◆ Dataset excerpts
PR #317, opened 2024-12-03
Streaming input

mcollina:
This PR does two things:

1. if a stream is provided as the body of the request, it does not accumulate it anymore but forward it respecting backpressure instead.
2. fix an old incosistency with non-fake servers that had a response being sent even if the dispatched handler aborted

#### Checklist

- [x] passes all Fastify tests


index.js
```diff
@@ -16,16 +16,40 @@ function inject (dispatchFunc, options, callback) {
...
+    return next()
+  }
+
+  const chunks = []
+
+  payload.on('data', (chunk) => chunks.push(Buffer.from(chunk)))
+
+  payload.on('end', () => {
+    const payload = Buffer.concat(chunks)
+    req.headers['content-length'] = req.headers['content-length'] || ('' + payload.length)
```
ShogunPanda, line 32: Make sure you delete the eventual `transfer-encoding` header here since you're setting the content length.

lib/request.js
```diff
@@ -193,34 +193,46 @@ function Request (options) {
     addAbortSignal(signal, this)
   }
 
-  return this
-}
+  {
+    const payload = this._lightMyRequest.payload
+    if (payload && payload._readableState) { // does not quack like a stream
```
ShogunPanda, line 198: I think you mean "quacks like a stream" here :)

ShogunPanda (approved):
Small nits, but LGTM!

mcollina:
@fastify/libraries I need another review

lib/request.js
jsumners: I would just fix this comment.

jsumners (approved):

PR #333, opened 2025-01-28
fix: restore express prototypes so injecting doesn't break http requests

gunjam:
I'm attempting to port an internal express app test framework to use light-my-request because it hugely increases performance (thanks!), but some of the framework's plugins still need to make HTTP requests.

Currenlty the first `inject()` call will permenantly modify the app's request and response prototypes, making subsequent HTTP requests crash the server - this change fixes that by caching them and setting the back to the originals.

Ta

#### Checklist

### DIFF
--- a/index.js
+++ b/index.js
@@ -74,8 +74,21 @@ function doInject (dispatchFunc, options, callback) {
 
   // Express.js detection
   if (dispatchFunc.request && dispatchFunc.request.app === dispatchFunc) {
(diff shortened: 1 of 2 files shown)


mcollina (approved):
lgtm

mcollina:
I had to revert this due to a test breaking. https://github.com/fastify/light-my-request/actions/runs/13565121018/job/37916398433

Can you take another look?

◆ Exercise goal
Show the lines above that include "need".

◆ Answer below
@fastify/libraries I need another review
I'm attempting to port an internal express app test framework to use light-my-request because it hugely increases performance (thanks!), but some of the framework's plugins still need to make HTTP requests.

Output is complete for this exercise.